Exercise brief:
Of the lines in the data below, write out exactly those from the one holding "What we would" through the one holding "Also internally I", both included.

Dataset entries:
════════════════

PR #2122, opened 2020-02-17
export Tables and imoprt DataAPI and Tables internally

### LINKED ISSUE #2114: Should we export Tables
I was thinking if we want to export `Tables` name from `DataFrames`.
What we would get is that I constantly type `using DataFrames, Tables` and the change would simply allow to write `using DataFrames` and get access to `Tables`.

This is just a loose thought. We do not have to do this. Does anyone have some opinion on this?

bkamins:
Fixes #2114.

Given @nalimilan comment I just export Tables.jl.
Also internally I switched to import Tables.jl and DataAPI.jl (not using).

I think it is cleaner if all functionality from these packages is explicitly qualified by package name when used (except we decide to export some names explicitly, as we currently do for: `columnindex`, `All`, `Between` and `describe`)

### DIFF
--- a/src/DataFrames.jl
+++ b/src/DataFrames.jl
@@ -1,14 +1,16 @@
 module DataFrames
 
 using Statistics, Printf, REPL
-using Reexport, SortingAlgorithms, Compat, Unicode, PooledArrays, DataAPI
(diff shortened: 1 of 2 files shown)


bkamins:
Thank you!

════════════════

Answer section:
What we would get is that I constantly type `using DataFrames, Tables` and the change would simply allow to write `using DataFrames` and get access to `Tables`.

This is just a loose thought. We do not have to do this. Does anyone have some opinion on this?

bkamins:
Fixes #2114.

Given @nalimilan comment I just export Tables.jl.
Also internally I switched to import Tables.jl and DataAPI.jl (not using).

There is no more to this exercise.